Łukasz Gierak: Nie wyobrażam sobie świąt bez choinki!

Wielkimi krokami zbliżają się Święta Bożego Narodzenia, czyli czas w którym każdy z nas stara się oderwać od codzienności i choć na moment zapomnieć o szarości życia i problemach z nim związanych. A jak ten czas spędzi jeden z najlepszych zawodników Nielby Wągrowiec?

- Święta spędzam w rodzinnym domu w Wągrowcu, będzie to więc czas relaksu i odpoczynku w gronie najbliższych - przyznał zawodnik Nielby Wągrowiec Łukasz Gierak, który nie wyobraża sobie Świąt Bożego Narodzenia bez… - Rodziny i choinki!.

- Przy wigilijnej kolacji raczej powstrzymamy się od rozmów o szczypiorniaku. Jak każdy chcę chociaż trochę odpocząć od codzienności. Mam nadzieję, że święta miną nam w przyjaznej i ciepłej atmosferze, a na stole nie zabraknie moich ulubionych pierogów - zdradził nam kilka świątecznych sekretów wychowanek klubu z Wągrowca.

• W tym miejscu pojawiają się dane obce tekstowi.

PR #2586, opened 2021-02-21
[13.0][FIX+IMP] account: No error on follower duplication + less verbose on such queries

pedrobaeza:
* If a move from an invoice has one follower, and the invoice has the same one, when doing the conversion, the scripts rose an error due to follower duplication. Current query avoids this at the cost of a bit less performance.
* We don't log such transformation queries, as they don't add too much value for debugging (if an error raises like this one, you will see the offending query in log).

@Tecnativa TT19674

### DIFF
--- a/addons/account/migrations/13.0.1.1/post-migration.py
+++ b/addons/account/migrations/13.0.1.1/post-migration.py
@@ -1,6 +1,8 @@
 # Copyright 2020 ForgeFlow <http://www.forgeflow.com>
+# Copyright 2021 Tecnativa - Pedro M. Baeza
 # License AGPL-3.0 or later (http://www.gnu.org/licenses/agpl.html).
 from openupgradelib import openupgrade
+from psycopg2 import sql
 
 
 def fill_account_reconcile_model_second_analytic_tag_rel_table(env):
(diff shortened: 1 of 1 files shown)


addons/account/migrations/13.0.1.1/post-migration.py
```diff
@@ -580,17 +582,25 @@ def _move_model_in_data(env, ids_map, old_model, new_model):
...
-                WHERE {field1} = '{old_value1}' AND {field2} = {old_value2}
-                """.format(
-                    table=rename[0], field1=rename[1], field2=rename[2],
-                    old_value1=old_model, new_value1=new_model,
-                    old_value2=old_id, new_value2=new_id,
-                )
-            )
+                SET {field1} = %(new_value1)s, {field2} = %(new_value2)s
+                WHERE {field1} = %(old_value1)s AND {field2} = %(old_value2)s"""
+            if rename[0] == 'mail_followers':
```
MiquelRForgeFlow, line 589: To avoid the loss of performance, maybe you could do it by not adding this specific part here, and then later, in the end of `migration_voucher_moves(env)` script, do a cleanup of repeated followers?

MiquelRForgeFlow (approved):

addons/account/migrations/13.0.1.1/post-migration.py
pedrobaeza: That can't be possible, as the unique constraint will raise then and break the upgrade process.

PR #2588, opened 2021-02-22
[13.0][OU-MIG] website_event

MiquelRForgeFlow:
`# NOTHING TO DO
`

--


jcdrubay (approved):

addons/website_event/migrations/13.0.1.0/openupgrade_analysis_work.txt
```diff
@@ -0,0 +1,35 @@
+---Models in module 'website_event'---
+---Fields in module 'website_event'---
+website_event / event.event              / cover_properties (text)       : NEW hasdefault
```
pedrobaeza, line 3: Are the default cover properties the equivalent visualization to what Odoo did in v12, or you should change them to mimic the previous behavior for not having visual differences?

MiquelRForgeFlow: I don't know.

pedrobaeza: Then you should investigate it. If not, the PR is not complete.

MiquelRForgeFlow: I investigated and I think it's fine as it is, nothing to do. That thing it's more like of a new feature, only used for background-images.

pedrobaeza: Then a blog cover in v12 is seen the same in v13, no matter the properties set in v12?

MiquelRForgeFlow:
```python
event_cover_properties = json.loads(self.cover_properties)
# background-image might contain single quotes eg `url('/my/url')`
res['default_opengraph']['og:image'] = res['default_twitter']['twitter:image'] = event_cover_properties.get('background-image', 'none')[4:-1].strip("'")
```

that's the only use of event cover_properties, the twitter image, and in v12 I don't see that was filled, so it's pretty something new.

pedrobaeza (approved):
OK, thanks for confirming

PR #2589, opened 2021-02-23
[12.0][RFR] mrp: force set products as consumable

StefanRijnhart:
Keeping up to date with the latest and the greatest (https://github.com/odoo/odoo/commit/3d34d5838)

--

### DIFF
--- a/addons/mrp/migrations/12.0.2.0/post-migration.py
+++ b/addons/mrp/migrations/12.0.2.0/post-migration.py
@@ -36,6 +36,36 @@ def fill_stock_warehouse_picking_types(env):
             warehouse._create_or_update_sequences_and_picking_types())
 
 
+def force_set_products_consumable(env):
+    """Set products are only allowed to be consumable
+    as per https://github.com/odoo/odoo/commit/3d34d5838.
+    Also delete any quants.
+    """
+    openupgrade.logged_query(
+        env.cr,
+        """
+        DELETE FROM stock_quant WHERE product_id IN (
+            SELECT pp.id FROM product_product pp
+            JOIN product_template pt ON pt.id = pp.product_tmpl_id
+            WHERE pt.type = 'product' AND EXISTS(
+                SELECT * FROM mrp_bom mb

Szczypiornista przedstawił także swoje plany na powitanie Nowego Roku: - Nadejście 2011 roku będę świętował podczas domowej imprezy, na której nie może zabraknąć znajomych oraz przede wszystkim mojej dziewczyny Judyty. Gierak w rozmowie z naszym serwisem zgodził się także na krótkie podsumowanie mijającego roku: - Prywatnie ten rok mogę zaliczyć do udanych. Jeśli natomiast chodzi o moją karierę, to mogło być lepiej… Niestety przytrafiła mi się kontuzja śródręcza, a i mój zespół spisuje się w tym roku poniżej oczekiwań. Z drugiej jednak strony w minionych rozgrywkach zajmując 7 miejsce sprawiliśmy spora niespodziankę, a ukoronowaniem tego roku jest powołanie do kadry…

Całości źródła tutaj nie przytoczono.